Strong evidence was discovered, as was already mentioned, that high-stakes ESSLCEE had a detrimental effect on students’ out-of-classroom English learning habits. Additionally, students with varying degrees of academic achievement levels have a sizable amount of washback variability. There is obviously washback from the high-stakes ESSLCEE for all four achieving groups, but it is more pronounced for the low achieving groups (“Fair” and “Satisfactory” scorers). The study has implications that EFL teachers should put in place various mechanisms to encourage positive washback, commencing before the start of the classroom lesson. In order for students to be aware of the use of the target language, EFL teachers should inform the students about how English will be used in the future in their programs. The development of language skills depends heavily on placing students in circumstances where they become aware of out-of-classroom language learning practices. The idea of “learner autonomy” should be communicated to students, and strategies for fostering it should be recommended. EFL teachers should assist students in identifying their preferred strategies of learning English and then instruct them on how to apply those strategies both in and out of the classroom. In addition, they are urged to support their students in using strategies that help them practice each language element equally. The discovery also implies that the test design for the EFL should be reviewed. The test’s weighting should be in line with the curriculum. In other words, the test elements should unquestionably be equally weighted. Students will be expected to give each component equal weight in this manner. In this way, students would be expected to attach equal importance to each component. The test should be more communicative in its nature. The test content could be redesigned to achieve this. It would be wise to test students’ command of the English language directly or by seeing how well they produce language rather than using discrete objective items. The focus would shift from linguistic accuracy to communicative competence, potentially altering how students learn. The findings of this study can also provide policy makers, syllabus designers, educators, and other stakeholders with insights on how to promote positive washback.

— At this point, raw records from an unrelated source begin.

PR #146, opened 2024-05-25
Move connection-specific code

teoljungberg:


teoljungberg:
To follow up - why does this fail locally and not on CI?

PR #156, opened 2024-11-07
Add optional alphabetical ordering in schema dump

salidux:
Active Record’s schema dumping convention is to output all elements in a consistent, name-sorted order. However, F(x) currently fetches functions and triggers by their insertion order (oid), which can lead to order inconsistencies in db/schema.rb when working with database dumps from production or staging.

Restoring from a pg_dump, which outputs functions and triggers alphabetically, often causes unnecessary schema churn when regenerating db/schema.rb locally:

- Engineer 1 adds function `a()` alongside an existing function `b()`, resulting in `db/schema.rb` listing them as `b(), a()`.
- Engineer 2, needing a production data refresh, restores their database from a pg_dump, which reorders the functions as `a(), b()`.
- Engineer 1 continues working locally, regenerating `db/schema.rb` to `b(), a()` again.

The new `dump_functions_and_triggers_alphabetically` configuration provides an option to mitigate this. When enabled, functions and triggers are ordered alphabetically at the `SchemaDumper`. This ensures compatibility across database adapters while maintaining the default behavior if the option is not set.

By matching the alphabetical order pattern of `db/schema.rb`, this configuration reduces schema churn for teams working with database dumps across different environments.

I know this was already discussed in https://github.com/teoljungberg/fx/pull/139, but this approach is a bit different. First, it's an optional parameter, and secondly, this approach would work with any DB adapter.

### DIFF
--- a/.github/workflows/ci.yml
+++ b/.github/workflows/ci.yml
@@ -15,7 +15,7 @@ jobs:
       fail-fast: false
       matrix:
         ruby: ["3.0", "3.1", "3.2", "3.3", "3.4.0-preview2"]
-        rails: ["6.1", "7.0", "7.1", "7.2", "8.0.0.beta1"]
+        rails: ["6.1", "7.0", "7.1", "7.2", "8.0.0.rc1"]
         continue-on-error: [false]
 
     services:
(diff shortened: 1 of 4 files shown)


teoljungberg:
I don't expect the sorting to handle when a developer uses a database dump from a staging environment.

While I agree that it is not ideal to sort by insertion order, I don't see a reason to change it due to using database dumps.

As previously mentioed - I'd love to support topological sorting. And have the sorting be consistent that way, and allow functions and triggers to depend on others.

8. Limitations and Future Trajectories

When conducting research, limitations are a given. As a result, there are several limitations for the current study that should be taken into account for subsequent research in the field. First, the study concentrated on the context of secondary school students in Ethiopia, which might not accurately reflect the situation of students in other countries. Future scholars can therefore expand their investigation into areas that the current study did not cover. Second, all of the survey questions were of the closed-ended variety. More closed and open-ended items would need to be added to a future study of a similar nature to get more detailed data. Third, rather than delivering the self-reported items to the respondents all at once, the participants should be required to keep a written record every day for a specific number of weeks to get more accurate data on what students independently practice outside of the classroom. Finally, future researchers should either develop distinct FGD based on their achievement groups or conduct interviews separately to avoid the over dominance of some participants on the others during FGD.

Data Availability

The data that support the findings of this study are available from the corresponding author, (Getachew Desalegn Debisa), upon reasonable request.

Conflicts of Interest

The authors declare that there are no conflicts of interest in conducting this research.

Acknowledgments

We would like to extend our heartfelt gratitude to participants of the study and administrative bodies of Leka–Nekemte and Arjo Secondary Schools for their cooperation during the study. This study was financially supported by Wollega University, Nekemte, Ethiopia with Grant Number (WUSGS/207/2012).